-- EXERCISE REQUIREMENTS --
Find the lines in these entries that include the word "length" and state how many there are, with no other words.

-- DATA SUPPLIED --
[Start of Attachment]
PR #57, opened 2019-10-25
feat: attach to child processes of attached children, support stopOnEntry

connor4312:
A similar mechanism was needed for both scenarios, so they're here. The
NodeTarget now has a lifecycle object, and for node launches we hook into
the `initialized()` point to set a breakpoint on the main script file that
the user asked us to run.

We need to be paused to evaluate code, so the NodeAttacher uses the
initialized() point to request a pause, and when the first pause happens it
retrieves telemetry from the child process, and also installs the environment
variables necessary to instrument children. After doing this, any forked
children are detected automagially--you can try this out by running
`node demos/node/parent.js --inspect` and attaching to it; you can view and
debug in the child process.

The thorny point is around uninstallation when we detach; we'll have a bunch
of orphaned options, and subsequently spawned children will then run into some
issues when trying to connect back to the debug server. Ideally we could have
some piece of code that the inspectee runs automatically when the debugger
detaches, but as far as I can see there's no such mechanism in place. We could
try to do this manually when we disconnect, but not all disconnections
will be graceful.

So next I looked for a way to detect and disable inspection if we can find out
[End of Attachment]
[Start of Attachment]
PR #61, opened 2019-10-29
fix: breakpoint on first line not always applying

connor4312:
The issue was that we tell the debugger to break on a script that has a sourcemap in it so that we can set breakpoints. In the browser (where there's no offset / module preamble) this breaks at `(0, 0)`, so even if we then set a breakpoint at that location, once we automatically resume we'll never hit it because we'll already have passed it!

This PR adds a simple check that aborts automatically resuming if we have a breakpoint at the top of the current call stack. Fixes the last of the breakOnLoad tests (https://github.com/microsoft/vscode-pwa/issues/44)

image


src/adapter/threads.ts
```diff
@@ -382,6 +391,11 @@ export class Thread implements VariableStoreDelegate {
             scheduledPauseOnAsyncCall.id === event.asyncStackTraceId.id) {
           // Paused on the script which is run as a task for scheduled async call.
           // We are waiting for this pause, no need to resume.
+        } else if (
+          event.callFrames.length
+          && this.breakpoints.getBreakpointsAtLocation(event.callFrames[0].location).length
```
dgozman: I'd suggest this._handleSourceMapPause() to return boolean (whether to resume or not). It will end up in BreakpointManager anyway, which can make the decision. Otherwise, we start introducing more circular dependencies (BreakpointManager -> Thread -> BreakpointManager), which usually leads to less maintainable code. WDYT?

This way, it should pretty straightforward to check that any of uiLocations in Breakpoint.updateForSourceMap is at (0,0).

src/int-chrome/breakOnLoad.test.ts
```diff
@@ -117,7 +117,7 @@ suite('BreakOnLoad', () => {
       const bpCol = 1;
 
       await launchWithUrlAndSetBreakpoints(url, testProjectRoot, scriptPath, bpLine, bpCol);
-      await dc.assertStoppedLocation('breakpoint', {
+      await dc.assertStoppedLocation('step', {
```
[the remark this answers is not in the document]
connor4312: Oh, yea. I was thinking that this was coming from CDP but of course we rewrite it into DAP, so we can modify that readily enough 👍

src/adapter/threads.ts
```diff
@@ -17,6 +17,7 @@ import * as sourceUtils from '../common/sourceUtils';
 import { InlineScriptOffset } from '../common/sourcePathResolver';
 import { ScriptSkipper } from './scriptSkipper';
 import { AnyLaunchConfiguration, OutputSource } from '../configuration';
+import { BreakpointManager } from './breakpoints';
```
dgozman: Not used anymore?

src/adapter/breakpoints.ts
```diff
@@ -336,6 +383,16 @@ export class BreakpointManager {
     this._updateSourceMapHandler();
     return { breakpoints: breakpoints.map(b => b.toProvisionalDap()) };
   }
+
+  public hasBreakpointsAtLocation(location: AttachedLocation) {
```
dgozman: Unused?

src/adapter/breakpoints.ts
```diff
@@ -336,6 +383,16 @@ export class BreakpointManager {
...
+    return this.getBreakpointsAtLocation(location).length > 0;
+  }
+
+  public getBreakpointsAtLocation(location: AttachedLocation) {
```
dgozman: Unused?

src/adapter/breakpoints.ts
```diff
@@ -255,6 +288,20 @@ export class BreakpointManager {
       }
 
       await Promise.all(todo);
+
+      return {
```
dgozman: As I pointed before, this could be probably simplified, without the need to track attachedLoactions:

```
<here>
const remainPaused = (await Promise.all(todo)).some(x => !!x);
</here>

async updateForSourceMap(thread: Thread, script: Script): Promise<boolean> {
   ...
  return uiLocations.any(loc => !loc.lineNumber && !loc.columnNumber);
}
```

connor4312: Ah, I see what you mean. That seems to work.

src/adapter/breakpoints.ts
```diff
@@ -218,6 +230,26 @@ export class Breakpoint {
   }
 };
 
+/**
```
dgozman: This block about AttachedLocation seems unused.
[End of Attachment]
-- TASK OUTPUT --
3